The new name for disease is COVID-19
World Health Organization says name met guidelines
It doesn’t exactly roll off the tongue. But global health authorities want you start calling humanity’s latest deadly coronavirus COVID-19.
World Health Organization Director General Tedros Adhanom Ghebreyesus announced the new name this week, which he said met guidelines among WHO, the World Organisation for Animal Health and the Food and Agriculture Organization of the United Nations.
“We had to find a name that did not refer to a geographical location, an animal, an individual or group of people, and which is also pronounceable and related to the disease,” the director general said. “Having a name matters to prevent the use of other names that can be inaccurate or stigmatizing. It also gives us a standard format to use for any future coronavirus outbreaks.”
Will it catch on with the public, which already has become accustomed to referring to the disease as coronavirus, after the family of pathogens that causes it? Well, the broader name also describes viruses that cause Severe Acute Respiratory Syndrome and Middle East Respiratory Syndrome,
better known as SARS and MERS.
But COVID-19? Really? The logic behind COVID-19 is that it stands for COrona VIrus Disease and the year, 2019, it emerged.
“It’s a little clunky and not as evocative,” said Wendy E. Parmet, director of Northeastern University’s Center for Health Policy and Law. “But in some ways the purpose is to try not to be evocative and to give it the baggage and association of other diseases.”
Whatever happened to the colorful and descriptive terms of the past — plagues, poxes, scarlet and yellow fevers, sleeping sickness?
Parmet said often they predated the identification of the pathogen that causes them, emerging at a time when illnesses were associated with bad air or an imbalance of body fluids known as humors. Today, such colorful but imprecise terms might frustrate efforts to coordinate a global public health response.
“Historically, some of these terms have been used to cover a bunch of different things,” Parmet said. “The term ‘plague’ historically has been applied to many different diseases.”
Naming diseases after places or animals from which they might have originated is fraught for other reasons. It can cause economic harm to places or industries while fostering false assumptions about exposure risk.

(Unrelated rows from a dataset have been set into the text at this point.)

PR #1090, opened 2021-04-16
Begin saving the EppResource parent in *History objects

gbrodman:
We use DomainCreateFlow as an example here of how this will work. There
were a few changes necessary:

- various changes around GracePeriod / GracePeriodHistory so that we can
actually store them without throwing NPEs
- Creating one injectable *History.Builder field and using in place of
the HistoryEntry.Builder injected field in DomainCreateFlow
- Saving the EppResource as the parent in the *History.Builder setParent
calls
- Converting to/from HistoryEntry/*History classes in
DatastoreTransactionManager. Basically, we'll want to return the
*History subclasses (and similar in the ofy portions of HistoryEntryDao)
- Converting a few HistoryEntry.Builder usages to DomainHistory.Builder
usages. Eventually we should convert all of them.

---
This change is [Reviewable](https://reviewable.io/reviews/google/nomulus/1090)

### DIFF
--- a/core/src/main/java/google/registry/flows/FlowModule.java
+++ b/core/src/main/java/google/registry/flows/FlowModule.java
@@ -20,6 +20,7 @@ import com.google.common.base.Strings;
 import dagger.Module;
 import dagger.Provides;
 import google.registry.flows.picker.FlowPicker;
+import google.registry.model.domain.DomainHistory;
 import google.registry.model.domain.metadata.MetadataExtension;
 import google.registry.model.eppcommon.AuthInfo;
 import google.registry.model.eppcommon.Trid;
@@ -237,6 +238,12 @@ public class FlowModule {
           .setRequestedByRegistrar(metadataExtension.get().getRequestedByRegistrar());
     }
     return historyBuilder;
+  }
+
+  @Provides
+  static DomainHistory.Builder provideDomainHistoryBuilder(
+      HistoryEntry.Builder historyEntryBuilder) {
+    return new DomainHistory.Builder().copyFrom(historyEntryBuilder.build());
   }
 
   /**
--- a/core/src/main/java/google/registry/flows/domain/DomainCreateFlow.java
+++ b/core/src/main/java/google/registry/flows/domain/DomainCreateFlow.java
@@ -80,6 +80,7 @@ import google.registry.model.billing.BillingEvent.Recurring;
 import google.registry.model.domain.DomainBase;
 import google.registry.model.domain.DomainCommand;
 import google.registry.model.domain.DomainCommand.Create;
+import google.registry.model.domain.DomainHistory;
 import google.registry.model.domain.GracePeriod;
 import google.registry.model.domain.Period;
 import google.registry.model.domain.fee.FeeCreateCommandExtension;
@@ -206,7 +207,7 @@ public class DomainCreateFlow implements TransactionalFlow {
   @Inject @ClientId String clientId;
   @Inject @TargetId String targetId;
   @Inject @Superuser boolean isSuperuser;
-  @Inject HistoryEntry.Builder historyBuilder;
+  @Inject DomainHistory.Builder historyBuilder;
   @Inject EppResponse.Builder responseBuilder;
   @Inject AllocationTokenFlowUtils allocationTokenFlowUtils;
   @Inject DomainCreateFlowCustomLogic flowCustomLogic;
@@ -303,8 +304,8 @@ public class DomainCreateFlow implements TransactionalFlow {
         validateSecDnsExtension(eppInput.getSingleExtension(SecDnsCreateExtension.class));
     String repoId = createDomainRepoId(ObjectifyService.allocateId(), registry.getTldStr());
     DateTime registrationExpirationTime = leapSafeAddYears(now, years);
-    HistoryEntry historyEntry = buildHistoryEntry(
-        repoId, registry, now, period, registry.getAddGracePeriodLength());
+    DomainHistory domainHistory =
+        buildHistoryEntry(repoId, registry, now, period, registry.getAddGracePeriodLength());
     // Bill for the create.
     BillingEvent.OneTime createBillingEvent =
         createOneTimeBillingEvent(
@@ -314,20 +315,16 @@ public class DomainCreateFlow implements TransactionalFlow {
             isReserved(domainName, isSunriseCreate),
             years,
             feesAndCredits,
-            historyEntry,
+            domainHistory,
             allocationToken,
             now);
     // Create a new autorenew billing event and poll message starting at the expiration time.
     BillingEvent.Recurring autorenewBillingEvent =
-        createAutorenewBillingEvent(historyEntry, registrationExpirationTime);
+        createAutorenewBillingEvent(domainHistory, registrationExpirationTime);
     PollMessage.Autorenew autorenewPollMessage =
-        createAutorenewPollMessage(historyEntry, registrationExpirationTime);
+        createAutorenewPollMessage(domainHistory, registrationExpirationTime);
     ImmutableSet.Builder<ImmutableObject> entitiesToSave = new ImmutableSet.Builder<>();
-    entitiesToSave.add(
-        historyEntry,
-        createBillingEvent,
-        autorenewBillingEvent,
-        autorenewPollMessage);
+    entitiesToSave.add(createBillingEvent, autorenewBillingEvent, autorenewPollMessage);
     // Bill for EAP cost, if any.
     if (!feesAndCredits.getEapCost().isZero()) {
       entitiesToSave.add(createEapBillingEvent(feesAndCredits, createBillingEvent));
@@ -337,7 +334,7 @@ public class DomainCreateFlow implements TransactionalFlow {
     if (getReservationTypes(domainName).contains(NAME_COLLISION)) {
       statuses.add(SERVER_HOLD);
       entitiesToSave.add(
-          createNameCollisionOneTimePollMessage(targetId, historyEntry, clientId, now));
+          createNameCollisionOneTimePollMessage(targetId, domainHistory, clientId, now));
     }
 
     DomainBase newDomain =
@@ -365,13 +362,13 @@ public class DomainCreateFlow implements TransactionalFlow {
             .build();
     entitiesToSave.add(
         newDomain,
+        domainHistory.asBuilder().setDomainContent(newDomain).build(),
         ForeignKeyIndex.create(newDomain, newDomain.getDeletionTime()),
         EppResourceIndex.create(Key.create(newDomain)));
     if (allocationToken.isPresent()
         && TokenType.SINGLE_USE.equals(allocationToken.get().getTokenType())) {
       entitiesToSave.add(
-          allocationTokenFlowUtils.redeemToken(
-              allocationToken.get(), HistoryEntry.createVKey(Key.create(historyEntry))));
+          allocationTokenFlowUtils.redeemToken(allocationToken.get(), domainHistory.createVKey()));
     }
     enqueueTasks(newDomain, hasSignedMarks, hasClaimsNotice);
 
@@ -379,7 +376,7 @@ public class DomainCreateFlow implements TransactionalFlow {
         flowCustomLogic.beforeSave(
             DomainCreateFlowCustomLogic.BeforeSaveParameters.newBuilder()
                 .setNewDomain(newDomain)
-                .setHistoryEntry(historyEntry)
+                .setHistoryEntry(domainHistory)
                 .setEntityChanges(
                     EntityChanges.newBuilder().setSaves(entitiesToSave.build()).build())
                 .setYears(years)
@@ -483,7 +480,7 @@ public class DomainCreateFlow implements TransactionalFlow {
             : null);
   }
 
-  private HistoryEntry buildHistoryEntry(
+  private DomainHistory buildHistoryEntry(
       String repoId, Registry registry, DateTime now, Period period, Duration addGracePeriod) {
     // We ignore prober transactions
     if (registry.getTldType() == TldType.REAL) {
@@ -511,7 +508,7 @@ public class DomainCreateFlow implements TransactionalFlow {
       boolean isReserved,
       int years,
       FeesAndCredits feesAndCredits,
-      HistoryEntry historyEntry,
+      DomainHistory domainHistory,
       Optional<AllocationToken> allocationToken,
       DateTime now) {
     ImmutableSet.Builder<Flag> flagsBuilder = new ImmutableSet.Builder<>();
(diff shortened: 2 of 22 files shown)


mindhog (changes requested):
> Reviewed 22 of 22 files at r1.
> *[Reviewable](https://reviewable.io/reviews/google/nomulus/1090)* status: all files reviewed, 4 unresolved discussions (waiting on @CydeWeys and @gbrodman)

___
*[core/src/main/java/google/registry/model/domain/DomainHistory.java, line 132 at r1](https://reviewable.io/reviews/google/nomulus/1090#-MYjLnjuDMcXGLcSq1Pv:-MYjLnjuDMcXGLcSq1Pw:b-nsb498) ([raw file](https://github.com/google/nomulus/blob/d3e894bdba8f21fbcbf22413264134e6efb228f5/core/src/main/java/google/registry/model/domain/DomainHistory.java#L132)):*
> ```Java
>         updatable = false)
>   })
>   Set<DomainDsDataHistory> dsDataHistories = new HashSet<>();
> ```

What's  up with the HashSets?  Is this to appease Hibernate?  Please add a comment if so.
___
*[core/src/main/java/google/registry/model/domain/GracePeriod.java, line 198 at r1](https://reviewable.io/reviews/google/nomulus/1090#-MYjMPuUCKhA4OMwT0Wt:-MYjMPuUCKhA4OMwT0Wu:b-hewwi7) ([raw file](https://github.com/google/nomulus/blob/d3e894bdba8f21fbcbf22413264134e6efb228f5/core/src/main/java/google/registry/model/domain/GracePeriod.java#L198)):*
> ```Java
>     @Access(AccessType.PROPERTY)
>     @Column(nullable = false)
>     public Long getGracePeriodId() {
> ```

Why do we need Long for a non-nullable id? 
___
*[core/src/main/java/google/registry/model/ofy/DatastoreTransactionManager.java, line 140 at r1](https://reviewable.io/reviews/google/nomulus/1090#-MYjNK6Q23pj4WC_9kpA:-MYjNK6Q23pj4WC_9kpB:bqrrj7d) ([raw file](https://github.com/google/nomulus/blob/d3e894bdba8f21fbcbf22413264134e6efb228f5/core/src/main/java/google/registry/model/ofy/DatastoreTransactionManager.java#L140)):*
> ```Java
>   public void putAll(Object... entities) {
>     syncIfTransactionless(
>         getOfy().save().entities(toHistoryEntriesIfNecessary(ImmutableList.copyOf(entities))));
> ```

This transformation seems like it belongs at the SqlEntity/DatastoreEntity level (although I'm not sure which of them or whether it is necessarily appropriate to either).

In any case, we shouldn't have any entity specific code in TransactionManager -- please rename this to something like "translateToDatastoreEntities"
___
*[core/src/main/java/google/registry/model/ofy/DatastoreTransactionManager.java, line 359 at r1](https://reviewable.io/reviews/google/nomulus/1090#-MYjPAhW8TlB8cb61_Bv:-MYjPAhW8TlB8cb61_Bw:b-2bt8re) ([raw file](https://github.com/google/nomulus/blob/d3e894bdba8f21fbcbf22413264134e6efb228f5/core/src/main/java/google/registry/model/ofy/DatastoreTransactionManager.java#L359)):*
> ```Java
>   private static Object toHistoryEntryIfNecessary(@Nullable Object obj) {
>     if (obj instanceof HistoryEntry) {
>       return ((HistoryEntry) obj).asHistoryEntry();
> ```

Yeah, we should thread this transformation through DatastoreEntity -- or even a separate interface like "NotQuiteADatastoreEntity," or something. It's just a more conventional OOP pattern.  I realize this is the only case where we need this, but having specific entity names in this otherwise very general class is just ugly.

CydeWeys (changes requested):
> *[Reviewable](https://reviewable.io/reviews/google/nomulus/1090)* status: all files reviewed, 8 unresolved discussions (waiting on @gbrodman)

___
*[core/src/main/java/google/registry/flows/domain/DomainCreateFlow.java, line 379 at r1](https://reviewable.io/reviews/google/nomulus/1090#-MYjehkPCtIBYbC_Z759:-MYjehkPCtIBYbC_Z75A:b-kwd3ys) ([raw file](https://github.com/google/nomulus/blob/d3e894bdba8f21fbcbf22413264134e6efb228f5/core/src/main/java/google/registry/flows/domain/DomainCreateFlow.java#L379)):*
> ```Java
>             DomainCreateFlowCustomLogic.BeforeSaveParameters.newBuilder()
>                 .setNewDomain(newDomain)
>                 .setHistoryEntry(domainHistory)
> ```

I guess we'll want to rename `setHistoryEntry()` and other related methods at some point during the migration (maybe just during the post-migration cleanup phase).
___
*[core/src/main/java/google/registry/model/contact/ContactHistory.java, line 199 at r1](https://reviewable.io/reviews/google/nomulus/1090#-MYjf6Gd0NWggPDViGyD:-MYjf6Gd0NWggPDViGyE:bibj1di) ([raw file](https://github.com/google/nomulus/blob/d3e894bdba8f21fbcbf22413264134e6efb228f5/core/src/main/java/google/registry/model/contact/ContactHistory.java#L199)):*
> ```Java
> 
>     @Override
>     public Builder setParent(@Nullable EppResource eppResource) {
> ```

This should be typed as`ContactResource`/`ContactBase`.  It wouldn't be valid to pass in a domain or host here, yet this typing allows it.  I see you have a `checkArgument` below but this should be enforceable through the type system.
___
*[core/src/main/java/google/registry/model/contact/ContactHistory.java, line 200 at r1](https://reviewable.io/reviews/google/nomulus/1090#-MYjeujz3pLrYOQtfTWL:-MYjeujz3pLrYOQtfTWM:b-q5tbt9) ([raw file](https://github.com/google/nomulus/blob/d3e894bdba8f21fbcbf22413264134e6efb228f5/core/src/main/java/google/registry/model/contact/ContactHistory.java#L200)):*
> ```Java
>     @Override
>     public Builder setParent(@Nullable EppResource eppResource) {
>       if (eppResource == null) {
> ```

Shouldn't this be a `checkArgument()` call?  There's a DB invariant that history entries always be associated with an EPP resource.  Is it because we're a little loose with this invariant in some tests?
___
*[core/src/main/java/google/registry/model/domain/DomainHistory.java, line 348 at r1](https://reviewable.io/reviews/google/nomulus/1090#-MYjfiIWBsk3SUn62rm3:-MYjfiIWBsk3SUn62rm4:b-vxlxrr) ([raw file](https://github.com/google/nomulus/blob/d3e894bdba8f21fbcbf22413264134e6efb228f5/core/src/main/java/google/registry/model/domain/DomainHistory.java#L348)):*
> ```Java
> 
>     @Override
>     public Builder setParent(@Nullable EppResource eppResource) {
> ```

The two previous comments apply here and to hosts also.

gbrodman (commented):
> *[Reviewable](https://reviewable.io/reviews/google/nomulus/1090)* status: all files reviewed, 8 unresolved discussions (waiting on @CydeWeys and @mindhog)

___
*[core/src/main/java/google/registry/flows/domain/DomainCreateFlow.java, line 379 at r1](https://reviewable.io/reviews/google/nomulus/1090#-MYjehkPCtIBYbC_Z759:-MYk7xGT1T1xzMEFthWz:b-o56glo) ([raw file](https://github.com/google/nomulus/blob/d3e894bdba8f21fbcbf22413264134e6efb228f5/core/src/main/java/google/registry/flows/domain/DomainCreateFlow.java#L379)):*

I guess we'll want to rename `setHistoryEntry()` and other related methods at some point during the migration (maybe just during the post-migration cleanup phase).
</blockquote></details>

yeah for sure
___
*[core/src/main/java/google/registry/model/contact/ContactHistory.java, line 199 at r1](https://reviewable.io/reviews/google/nomulus/1090#-MYjf6Gd0NWggPDViGyD:-MYk3Og_1ZOCd9zKcGr1:b45crrp) ([raw file](https://github.com/google/nomulus/blob/d3e894bdba8f21fbcbf22413264134e6efb228f5/core/src/main/java/google/registry/model/contact/ContactHistory.java#L199)):*

This should be typed as`ContactResource`/`ContactBase`.  It wouldn't be valid to pass in a domain or host here, yet this typing allows it.  I see you have a `checkArgument` below but this should be enforceable through the type system.
</blockquote></details>

The benefit that I was going for with this is that this allows us to override the superclass (`HistoryEntry.Builder`) method `setParent`, whereas the compiler gets mad if you have an override with a more specific parameter type (e.g. superclass has an EppResource param and the subclass has a DomainContent param) 


Eh, it's probably not a problem to have the methods have different names, and just call the superclass's `setParent` in the `setDomainContent` method of DomainHistory's builder (and similarly for the others) 
___
*[core/src/main/java/google/registry/model/contact/ContactHistory.java, line 200 at r1](https://reviewable.io/reviews/google/nomulus/1090#-MYjeujz3pLrYOQtfTWL:-MYk4nO41mj-gdl_qD0E:b-5o891v) ([raw file](https://github.com/google/nomulus/blob/d3e894bdba8f21fbcbf22413264134e6efb228f5/core/src/main/java/google/registry/model/contact/ContactHistory.java#L200)):*

Shouldn't this be a `checkArgument()` call?  There's a DB invariant that history entries always be associated with an EPP resource.  Is it because we're a little loose with this invariant in some tests?
</blockquote></details>

yeah it's because we're loose with the invariant due to the fact that old migrated-over entities won't be populated 
___
*[core/src/main/java/google/registry/model/domain/DomainHistory.java, line 132 at r1](https://reviewable.io/reviews/google/nomulus/1090#-MYjLnjuDMcXGLcSq1Pv:-MYk9m-JApfcb52nhTy6:b-77m83x) ([raw file](https://github.com/google/nomulus/blob/d3e894bdba8f21fbcbf22413264134e6efb228f5/core/src/main/java/google/registry/model/domain/DomainHistory.java#L132)):*

What's  up with the HashSets?  Is this to appease Hibernate?  Please add a comment if so.
</blockquote></details>

Yep. Basically for these collections Hibernate will often start with the blank placeholder then fill them out once you actually load and inspect the object. You can't fill out an ImmutableSet.

Comment added.
___
*[core/src/main/java/google/registry/model/domain/DomainHistory.java, line 348 at r1](https://reviewable.io/reviews/google/nomulus/1090#-MYjfiIWBsk3SUn62rm3:-MYk5gEVBURO0yDpLTAw:bh4p0wp) ([raw file](https://github.com/google/nomulus/blob/d3e894bdba8f21fbcbf22413264134e6efb228f5/core/src/main/java/google/registry/model/domain/DomainHistory.java#L348)):*

The two previous comments apply here and to hosts also.
</blockquote></details>

yep same 
___
*[core/src/main/java/google/registry/model/domain/GracePeriod.java, line 198 at r1](https://reviewable.io/reviews/google/nomulus/1090#-MYjMPuUCKhA4OMwT0Wt:-MYk6BB2A5r6GNuY46nP:bi26mg3) ([raw file](https://github.com/google/nomulus/blob/d3e894bdba8f21fbcbf22413264134e6efb228f5/core/src/main/java/google/registry/model/domain/GracePeriod.java#L198)):*

Why do we need Long for a non-nullable id? 
</blockquote></details>

When loading embedded entities from the database, Hibernate will often (?) have a blank, non-filled out entity used as a placeholder 

tbh i think we can just revert everything to using `long`s here (some were using `Long` before) and then we should be all set 
___
*[core/src/main/java/google/registry/model/ofy/DatastoreTransactionManager.java, line 140 at r1](https://reviewable.io/reviews/google/nomulus/1090#-MYjNK6Q23pj4WC_9kpA:-MYkARrN-3PSPHb9WdAZ:b-zd62fp) ([raw file](https://github.com/google/nomulus/blob/d3e894bdba8f21fbcbf22413264134e6efb228f5/core/src/main/java/google/registry/model/ofy/DatastoreTransactionManager.java#L140)):*

This transformation seems like it belongs at the SqlEntity/DatastoreEntity level (although I'm not sure which of them or whether it is necessarily appropriate to either).

In any case, we shouldn't have any entity specific code in TransactionManager -- please rename this to something like "translateToDatastoreEntities"
</blockquote></details>

yeah we can do something like that, it means that there will be some unnecessary method calls but that's not the worst thing in the world 
___
*[core/src/main/java/google/registry/model/ofy/DatastoreTransactionManager.java, line 359 at r1](https://reviewable.io/reviews/google/nomulus/1090#-MYjPAhW8TlB8cb61_Bv:-MYkDEQ30nM2emv5b0lv:bqrnrq4) ([raw file](https://github.com/google/nomulus/blob/d3e894bdba8f21fbcbf22413264134e6efb228f5/core/src/main/java/google/registry/model/ofy/DatastoreTransactionManager.java#L359)):*

Yeah, we should thread this transformation through DatastoreEntity -- or even a separate interface like "NotQuiteADatastoreEntity," or something. It's just a more conventional OOP pattern.  I realize this is the only case where we need this, but having specific entity names in this otherwise very general class is just ugly.
</blockquote></details>

yeah, i think we should be able to do that through fairly generic conversion methods here 

agreed that it looks ugly even if it is only applicable to this one case

CydeWeys (changes requested):
> *[Reviewable](https://reviewable.io/reviews/google/nomulus/1090)* status: 6 of 27 files reviewed, 6 unresolved discussions (waiting on @gbrodman and @mindhog)

___
*[core/src/main/java/google/registry/model/contact/ContactHistory.java, line 199 at r1](https://reviewable.io/reviews/google/nomulus/1090#-MYjf6Gd0NWggPDViGyD:-MYl4Clc1AoRLFFxQaiP:bcat91i) ([raw file](https://github.com/google/nomulus/blob/d3e894bdba8f21fbcbf22413264134e6efb228f5/core/src/main/java/google/registry/model/contact/ContactHistory.java#L199)):*

The benefit that I was going for with this is that this allows us to override the superclass (`HistoryEntry.Builder`) method `setParent`, whereas the compiler gets mad if you have an override with a more specific parameter type (e.g. superclass has an EppResource param and the subclass has a DomainContent param) 


Eh, it's probably not a problem to have the methods have different names, and just call the superclass's `setParent` in the `setDomainContent` method of DomainHistory's builder (and similarly for the others) 
</blockquote></details>

It would also be possible to do this using the type system.
___
*[core/src/main/java/google/registry/model/contact/ContactHistory.java, line 200 at r1](https://reviewable.io/reviews/google/nomulus/1090#-MYjeujz3pLrYOQtfTWL:-MYl47YaBrGSwkgXDiif:b4krftj) ([raw file](https://github.com/google/nomulus/blob/d3e894bdba8f21fbcbf22413264134e6efb228f5/core/src/main/java/google/registry/model/contact/ContactHistory.java#L200)):*

yeah it's because we're loose with the invariant due to the fact that old migrated-over entities won't be populated 
</blockquote></details>

Right.  Might want to document that.

CydeWeys (approved):
:lgtm:

> *[Reviewable](https://reviewable.io/reviews/google/nomulus/1090#-:-MYl4Rzx4JWMkFc2DZpW:bnfp4nl)* status: 6 of 27 files reviewed, 6 unresolved discussions (waiting on @gbrodman and @mindhog)

gbrodman (commented):
> *[Reviewable](https://reviewable.io/reviews/google/nomulus/1090)* status: 6 of 27 files reviewed, 5 unresolved discussions (waiting on @CydeWeys and @mindhog)

___
*[core/src/main/java/google/registry/model/contact/ContactHistory.java, line 200 at r1](https://reviewable.io/reviews/google/nomulus/1090#-MYjeujz3pLrYOQtfTWL:-MYl5kCc298Jp9qzmx8X:b-896fix) ([raw file](https://github.com/google/nomulus/blob/d3e894bdba8f21fbcbf22413264134e6efb228f5/core/src/main/java/google/registry/model/contact/ContactHistory.java#L200)):*

Right.  Might want to document that.
</blockquote></details>

Done.

mindhog (approved):
> Reviewed 21 of 21 files at r2.
> *[Reviewable](https://reviewable.io/reviews/google/nomulus/1090)* status: all files reviewed, 5 unresolved discussions (waiting on @CydeWeys and @mindhog)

“They’re trying to do them so as not to annoy any regional areas,” said Dr. Arnold S. Monto, professor of epidemiology and global public health at the University of Michigan. “It goes back to HIV, which emerged we think from Africa and was considered stigmatizing at that point. Africans didn’t like us saying it came from Africa.”
“It’s a little clunky and not as evocative. But in some ways the purpose is to try not to be evocative and to give it the baggage and association of other diseases.”
— Wendy E. Parmet, director of Northeastern University’s Center for Health Policy and Law
Regional disease names have continued — Zika, Ebola — but Monto said, “We’ve been getting more and more sensitive to that.”
Parmet noted that the 1918 global influenza epidemic often was referred to as Spanish flu, though it had nothing to do with the European country. But more importantly, associating diseases with regions can make local authorities reluctant to share information about emerging infectious diseases. There were concerns many were calling the coronavirus outbreak — oops, COVID-19 — Wuhan flu after the Chinese city where it first appeared.
“If a community or city worries if they’ll be tagged throughout history with the name of a disease, it increases their reluctance to coming forward and sharing with the world that there’s something going on here,” Parmet said.
Naming diseases after animals also is problematic — the term swine flu hurt the pork industry, and experts say it also can lead people to needlessly kill animals out of fear they will spread disease.
What about naming the diseases after people — like Parkinson’s, Alzheimer’s, Lou Gehrig’s disease, named after the pathologists who first described them or famous figures who were afflicted by them? Hansen’s disease, after all, was considered an improvement over the better-known but deeply stigmatized term leprosy.
But experts say that identifying diseases with people carries other problems.
“I don’t think people want to be associated with infectious disease,” Parmet said. “And some of the people you name it after have got their own baggage, or there are disputes about who recognized it first.”
Naming diseases is actually harder than it might seem, Parmet said, noting that companies spend lots of money on experts and focus groups to name their products.
“It’s hard come up with something that doesn’t sound bureaucratic but is not offensive or misleading in another language,” Parmet said.
However, COVID is also the name of an electronics company, covid.com. The company didn’t answer requests for comment about COVID-19.
COVID-19, it should be noted, refers to the disease, not the pathogen.
The International Committee on Taxonomy of Viruses, which is responsible for developing the official classification of viruses, has tentatively proposed naming the 2019 novel coronavirus SARS-CoV-2 because of its close similarity to the germ that causes SARS.
WHO came up with its new naming protocols in 2015, citing concerns that “the use of names such as ‘swine flu’ and ‘Middle East Respiratory Syndrome’ has had unintended negative impacts by stigmatizing certain communities or economic sectors.” Parmet said the benefits to public health and science of the new naming protocols outweigh their clunkiness.
“When we win in science, we lose in colorful prose,” Parmet said. “I think it’s a good bargain. COVID-19 might catch on, I suppose — no pun intended.”